PR #4794, opened 2025-02-10
Fixes precision mismatch when appending to an XTC file with 9 atoms or less

### LINKED ISSUE #4793: "xtc_read(): precision mismatch" when creating a new reporter appending to an existing file
Hi,

I encountered an error of which I could find no information anywhere else. When running the following code with some dummy systems with the same atoms, I get an error as soon as I end up on the last step. I am running a Free Energy Perturbation, using a range of different systems forming one trajectory. This error seems to be caused by using a new xtc reporter on the same file. If I use the same xtc reporter, I get the correct results.

```
with open('system1.xml') as f:
    str = f.read()
system1 = mm.XmlSerializer.deserialize(str)
with open('system2.xml') as f:
    str = f.read()
system2 = mm.XmlSerializer.deserialize(str)
pdb = mmapp.PDBFile('topology.pdb')
topology = pdb.topology
positions = pdb.positions

integrator1 = mm.VerletIntegrator(1.0*mmunit.femtoseconds)
simulation1 = mmapp.Simulation(topology, system1, integrator1)
simulation1.context.setPositions(positions)
xtcrep1 = mmapp.XTCReporter('traj.xtc',1)
simulation1.reporters.append(xtcrep1)
simulation1.step(10)
positions1 = simulation1.context.getState(getPositions=True).getPositions()

integrator2 = mm.VerletIntegrator(1.0*mmunit.femtoseconds)
simulation2 = mmapp.Simulation(topology, system2, integrator2)
simulation2.context.setPositions(positions1)
xtcrep2 = mmapp.XTCReporter('traj.xtc',1,append=True)
simulation2.reporters.append(xtcrep2)
simulation2.step(10)
```

epretti:
Should fix #4793.  Note that this issue in the reading code is triggered by attempting to append to an XTC because the XTC writer reads before appending to check that the number of atoms is consistent.

### DIFF
--- a/wrappers/python/openmm/app/internal/xtc_utils/src/xtc.cpp
+++ b/wrappers/python/openmm/app/internal/xtc_utils/src/xtc.cpp
@@ -81,7 +81,9 @@ struct XTCFrame {
 
     // Read the next frame from the XTC file and store it in this object
     int readNextFrame(XDRFILE* xd) {
-        float in_prec;
+        // Preinitialize in_prec for the precision check below since it may not
+        // be modified by read_xtc if the coordinates to read are not compressed
+        float in_prec = prec;
         auto* p_ptr = reinterpret_cast<rvec*>(positions.data());
         int status = read_xtc(xd, natoms, &step, &time, box, p_ptr, &in_prec);
         if (status == exdrOK && prec != in_prec) {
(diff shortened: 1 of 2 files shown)


epretti:
> Can you add a test case that would have caught the problem?

Added.  This is just a copy of the general test that uses a smaller system.  Some of the other tests appear to be similar slightly modified versions, so I just went with that.  It is a bit repetitive, but I think it is worth testing the full write/read since the internal XTC code takes different paths and uses different formats depending on whether you are writing compressed or uncompressed coordinates.  I checked that this test fails on the master branch and passes with the change.

peastman:
Looks good.  Shall I merge it once the tests finish?

epretti:
Sure, it should be good to go.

What you have to do: Would you transcribe the entire listing above without any deviation?

Reply:
PR #4794, opened 2025-02-10
Fixes precision mismatch when appending to an XTC file with 9 atoms or less

### LINKED ISSUE #4793: "xtc_read(): precision mismatch" when creating a new reporter appending to an existing file
Hi,

I encountered an error of which I could find no information anywhere else. When running the following code with some dummy systems with the same atoms, I get an error as soon as I end up on the last step. I am running a Free Energy Perturbation, using a range of different systems forming one trajectory. This error seems to be caused by using a new xtc reporter on the same file. If I use the same xtc reporter, I get the correct results.

```
with open('system1.xml') as f:
    str = f.read()
system1 = mm.XmlSerializer.deserialize(str)
with open('system2.xml') as f:
    str = f.read()
system2 = mm.XmlSerializer.deserialize(str)
pdb = mmapp.PDBFile('topology.pdb')
topology = pdb.topology
positions = pdb.positions

integrator1 = mm.VerletIntegrator(1.0*mmunit.femtoseconds)
simulation1 = mmapp.Simulation(topology, system1, integrator1)
simulation1.context.setPositions(positions)
xtcrep1 = mmapp.XTCReporter('traj.xtc',1)
simulation1.reporters.append(xtcrep1)
simulation1.step(10)
positions1 = simulation1.context.getState(getPositions=True).getPositions()

integrator2 = mm.VerletIntegrator(1.0*mmunit.femtoseconds)
simulation2 = mmapp.Simulation(topology, system2, integrator2)
simulation2.context.setPositions(positions1)
xtcrep2 = mmapp.XTCReporter('traj.xtc',1,append=True)
simulation2.reporters.append(xtcrep2)
simulation2.step(10)
```

epretti:
Should fix #4793.  Note that this issue in the reading code is triggered by attempting to append to an XTC because the XTC writer reads before appending to check that the number of atoms is consistent.

### DIFF
--- a/wrappers/python/openmm/app/internal/xtc_utils/src/xtc.cpp
+++ b/wrappers/python/openmm/app/internal/xtc_utils/src/xtc.cpp
@@ -81,7 +81,9 @@ struct XTCFrame {
 
     // Read the next frame from the XTC file and store it in this object
     int readNextFrame(XDRFILE* xd) {
-        float in_prec;
+        // Preinitialize in_prec for the precision check below since it may not
+        // be modified by read_xtc if the coordinates to read are not compressed
+        float in_prec = prec;
         auto* p_ptr = reinterpret_cast<rvec*>(positions.data());
         int status = read_xtc(xd, natoms, &step, &time, box, p_ptr, &in_prec);
         if (status == exdrOK && prec != in_prec) {
(diff shortened: 1 of 2 files shown)


epretti:
> Can you add a test case that would have caught the problem?

Added.  This is just a copy of the general test that uses a smaller system.  Some of the other tests appear to be similar slightly modified versions, so I just went with that.  It is a bit repetitive, but I think it is worth testing the full write/read since the internal XTC code takes different paths and uses different formats depending on whether you are writing compressed or uncompressed coordinates.  I checked that this test fails on the master branch and passes with the change.

peastman:
Looks good.  Shall I merge it once the tests finish?

epretti:
Sure, it should be good to go.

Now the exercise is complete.